** Extracted data entries **
++++++++++

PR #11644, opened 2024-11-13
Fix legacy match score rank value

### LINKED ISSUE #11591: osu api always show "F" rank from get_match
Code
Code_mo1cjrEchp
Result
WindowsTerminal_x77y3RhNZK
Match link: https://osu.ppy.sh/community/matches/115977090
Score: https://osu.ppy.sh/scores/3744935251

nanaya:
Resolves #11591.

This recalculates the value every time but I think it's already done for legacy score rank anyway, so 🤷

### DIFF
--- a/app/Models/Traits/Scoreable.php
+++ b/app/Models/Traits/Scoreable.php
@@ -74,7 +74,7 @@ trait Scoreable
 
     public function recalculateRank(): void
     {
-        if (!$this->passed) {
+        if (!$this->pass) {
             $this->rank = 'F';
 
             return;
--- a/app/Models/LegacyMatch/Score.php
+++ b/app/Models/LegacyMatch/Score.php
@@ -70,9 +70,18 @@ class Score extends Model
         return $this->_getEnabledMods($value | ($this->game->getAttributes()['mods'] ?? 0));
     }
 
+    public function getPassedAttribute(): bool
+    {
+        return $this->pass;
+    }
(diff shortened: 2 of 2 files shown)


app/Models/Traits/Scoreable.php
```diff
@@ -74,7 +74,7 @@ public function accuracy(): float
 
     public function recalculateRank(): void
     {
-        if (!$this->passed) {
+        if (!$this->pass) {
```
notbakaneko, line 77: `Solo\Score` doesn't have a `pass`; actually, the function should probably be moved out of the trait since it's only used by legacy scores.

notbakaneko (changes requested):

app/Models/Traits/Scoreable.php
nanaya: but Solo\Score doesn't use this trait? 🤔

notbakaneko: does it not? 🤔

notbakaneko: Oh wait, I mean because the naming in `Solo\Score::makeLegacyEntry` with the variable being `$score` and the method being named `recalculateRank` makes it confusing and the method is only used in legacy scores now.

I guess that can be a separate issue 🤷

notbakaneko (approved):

++++++++++

** What you need to do **
For every line of the data above that contains "notbakaneko", copy that line.

** Answer section **
notbakaneko, line 77: `Solo\Score` doesn't have a `pass`; actually, the function should probably be moved out of the trait since it's only used by legacy scores.
notbakaneko (changes requested):
notbakaneko: does it not? 🤔
notbakaneko: Oh wait, I mean because the naming in `Solo\Score::makeLegacyEntry` with the variable being `$score` and the method being named `recalculateRank` makes it confusing and the method is only used in legacy scores now.
notbakaneko (approved):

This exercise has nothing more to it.